The Smominru botnet which is a well-known weapon used by criminal organizations has been revealed to conduct a massive campaign with the aim of infecting the victims with cryptocurrency miners.
The payload files which carry the infections are JPEG images of Taylor Swift. The alternative names under which the botnet is known includes MyKings and DarkCloud.
Taylor Swift Images Can Get You Infected With a Miner: Attack Coordinated By Smominru Botnet
The Smominru botnet is a well-known threat which has been known active since 2016 and used in various targeted attacks. In most of the cases it has been used to deliver miners and Trojans against set targets. In some of the latest versions the hackers have added a bootkit function which will disable the running security software and services and hide itself from discovery. Botnets like this one are being distributed using a variety of tactics, however the most popular ones are the following:
- Brute Forcing Login Attempts — The infections will be automated by the use of hacking toolkits that will identify running services on the target and attempt dictionary attacks and brute force logins.
- Vulnerability Exploits — The toolkits can look for weaknesses in the services and use popular exploits in order to take over control of the devices.
The reports indicate that the new version of the Smominru Botnet has been launched to spread JPEG images of Taylor Swift. These files are posted in a JPG photo format to a public repository. When they are accessed by the victims a script will launch executable code that will start an infection. The botnet infection will also be set as a persistent threat meaning that the configuration files and settings will be changed to automatically start as soon as as the hosts are started.
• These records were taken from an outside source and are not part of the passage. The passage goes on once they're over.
PR #1500, opened 2017-02-06
Add IP autodetection methods:  can-reach and interface

### LINKED ISSUE #873: Improve calico/node IP address detection

robbrockbank:
Fixes #873

Documentation covered by https://github.com/projectcalico/calico/issues/494

### DIFF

The main engine will deliver dangerous cryptocurrency miners which are small-sized scripts that will download complex tasks that will “mine” the Monero cryptocurrency — processing transactions on the decentralized network. So far the botnet has recruited 45,000 hosts and will mine $300 per day. According to the reports the main targets of the botnet are located in Asia. The top countries are: China, Russia, Taiwan, India, USA and Japan. The hacking group behind the latest attack campaigns is thought to be experienced as the updated versions are a significant improvement over the previous iterations.
Apart from the Miners there are other infections which are delivered by the botnet:
- PCShare Trojan — This Trojan will automatically start every time the computer is powered and start the typical Trojan engine which will allow the hackers to take over control of the victim hosts.
- DNSChanger Trojan — This Trojan module will exhibit an advanced system change action — the host’s DNS settings will be changed to a Chinese-based server. It is not operated by a hacking group at the moment and the reason for this is not known. Other modules include a SQL brute force component, mass port scan and a network discovery mode.
- Dloadr Malware — These are dangerous Nullsoft Installer archives that are used to deliver various types of virus threats.
- Forshare Trojan — This is a fairy common Trojan which contains Chinese text in its meta data.
- Coin Stealer Trojan — Some of the less common threats include such malware. They perform multiple checks that will look for any installed cryptocurrency software and web services. The engine will manipulate the fields and harvest the account data in order to hijack their assets.
Given the act that the ongoing attacks are successful and continue to be spread we anticipate that future updates of the botnet and new attack campaigns will continue to be produced.